--- What the exercise asks ---
Your task is to copy every line of the entries that contains "changing".
━━ Data for processing ━━
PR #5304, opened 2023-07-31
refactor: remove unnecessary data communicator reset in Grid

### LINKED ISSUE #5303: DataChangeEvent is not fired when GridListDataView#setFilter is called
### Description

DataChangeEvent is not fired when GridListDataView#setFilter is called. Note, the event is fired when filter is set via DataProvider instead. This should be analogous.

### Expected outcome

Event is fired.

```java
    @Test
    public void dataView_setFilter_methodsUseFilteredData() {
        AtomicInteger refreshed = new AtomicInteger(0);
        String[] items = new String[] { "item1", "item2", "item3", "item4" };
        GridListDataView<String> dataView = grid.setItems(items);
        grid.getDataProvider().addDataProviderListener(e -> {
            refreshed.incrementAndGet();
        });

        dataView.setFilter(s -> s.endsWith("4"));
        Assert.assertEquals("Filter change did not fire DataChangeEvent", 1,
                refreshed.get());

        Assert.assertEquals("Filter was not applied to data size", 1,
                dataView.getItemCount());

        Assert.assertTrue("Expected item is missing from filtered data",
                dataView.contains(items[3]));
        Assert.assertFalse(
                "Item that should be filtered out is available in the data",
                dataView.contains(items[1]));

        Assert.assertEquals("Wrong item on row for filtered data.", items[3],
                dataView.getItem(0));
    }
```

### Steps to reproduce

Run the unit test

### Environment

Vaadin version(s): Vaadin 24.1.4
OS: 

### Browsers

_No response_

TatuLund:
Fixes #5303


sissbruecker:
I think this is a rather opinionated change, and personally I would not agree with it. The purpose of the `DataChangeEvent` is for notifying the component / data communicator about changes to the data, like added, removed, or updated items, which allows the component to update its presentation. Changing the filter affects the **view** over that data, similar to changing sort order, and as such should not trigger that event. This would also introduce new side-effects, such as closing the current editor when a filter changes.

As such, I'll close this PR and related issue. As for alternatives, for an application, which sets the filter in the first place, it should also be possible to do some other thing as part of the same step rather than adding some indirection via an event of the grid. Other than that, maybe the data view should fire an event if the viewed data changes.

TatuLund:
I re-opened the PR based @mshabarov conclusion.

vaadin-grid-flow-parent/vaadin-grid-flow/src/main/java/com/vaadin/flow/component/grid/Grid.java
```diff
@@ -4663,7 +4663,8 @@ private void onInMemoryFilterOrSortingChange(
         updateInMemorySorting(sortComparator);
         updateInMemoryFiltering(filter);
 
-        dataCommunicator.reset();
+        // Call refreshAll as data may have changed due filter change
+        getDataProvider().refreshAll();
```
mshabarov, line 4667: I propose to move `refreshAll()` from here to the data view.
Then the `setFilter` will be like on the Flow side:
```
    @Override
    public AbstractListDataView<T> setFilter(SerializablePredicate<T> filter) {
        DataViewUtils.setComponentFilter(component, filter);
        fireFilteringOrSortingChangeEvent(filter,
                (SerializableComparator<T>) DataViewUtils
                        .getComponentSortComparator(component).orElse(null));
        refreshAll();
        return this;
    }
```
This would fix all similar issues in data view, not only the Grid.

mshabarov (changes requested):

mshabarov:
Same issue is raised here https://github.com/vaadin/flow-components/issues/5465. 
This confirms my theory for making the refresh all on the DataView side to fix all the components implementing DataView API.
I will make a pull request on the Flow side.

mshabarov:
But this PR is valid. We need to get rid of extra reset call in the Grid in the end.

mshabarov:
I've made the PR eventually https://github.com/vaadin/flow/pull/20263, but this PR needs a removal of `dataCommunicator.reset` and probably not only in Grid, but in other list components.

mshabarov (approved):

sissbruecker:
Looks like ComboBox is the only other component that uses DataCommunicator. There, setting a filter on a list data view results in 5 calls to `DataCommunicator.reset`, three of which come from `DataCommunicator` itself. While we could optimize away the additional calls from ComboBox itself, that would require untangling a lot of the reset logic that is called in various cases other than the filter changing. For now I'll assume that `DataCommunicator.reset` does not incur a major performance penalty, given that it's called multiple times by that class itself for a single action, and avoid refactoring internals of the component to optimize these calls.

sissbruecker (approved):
━━━
━━ Data for processing ━━
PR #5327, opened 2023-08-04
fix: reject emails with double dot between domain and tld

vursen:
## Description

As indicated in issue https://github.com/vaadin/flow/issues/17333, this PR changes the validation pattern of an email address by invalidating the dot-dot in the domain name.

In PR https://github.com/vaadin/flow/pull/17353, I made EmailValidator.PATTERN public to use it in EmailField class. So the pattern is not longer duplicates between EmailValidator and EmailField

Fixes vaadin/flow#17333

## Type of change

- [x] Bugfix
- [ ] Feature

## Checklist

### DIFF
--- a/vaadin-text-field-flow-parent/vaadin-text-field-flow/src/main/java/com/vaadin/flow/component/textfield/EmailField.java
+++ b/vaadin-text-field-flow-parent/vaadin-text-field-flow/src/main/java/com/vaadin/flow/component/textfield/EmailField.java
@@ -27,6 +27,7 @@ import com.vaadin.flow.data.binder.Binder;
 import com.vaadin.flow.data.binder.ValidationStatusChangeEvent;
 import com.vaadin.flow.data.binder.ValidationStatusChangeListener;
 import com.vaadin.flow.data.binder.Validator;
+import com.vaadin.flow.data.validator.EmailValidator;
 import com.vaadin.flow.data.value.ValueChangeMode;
━━━
--- Result of this exercise ---
I think this is a rather opinionated change, and personally I would not agree with it. The purpose of the `DataChangeEvent` is for notifying the component / data communicator about changes to the data, like added, removed, or updated items, which allows the component to update its presentation. Changing the filter affects the **view** over that data, similar to changing sort order, and as such should not trigger that event. This would also introduce new side-effects, such as closing the current editor when a filter changes.
Looks like ComboBox is the only other component that uses DataCommunicator. There, setting a filter on a list data view results in 5 calls to `DataCommunicator.reset`, three of which come from `DataCommunicator` itself. While we could optimize away the additional calls from ComboBox itself, that would require untangling a lot of the reset logic that is called in various cases other than the filter changing. For now I'll assume that `DataCommunicator.reset` does not incur a major performance penalty, given that it's called multiple times by that class itself for a single action, and avoid refactoring internals of the component to optimize these calls.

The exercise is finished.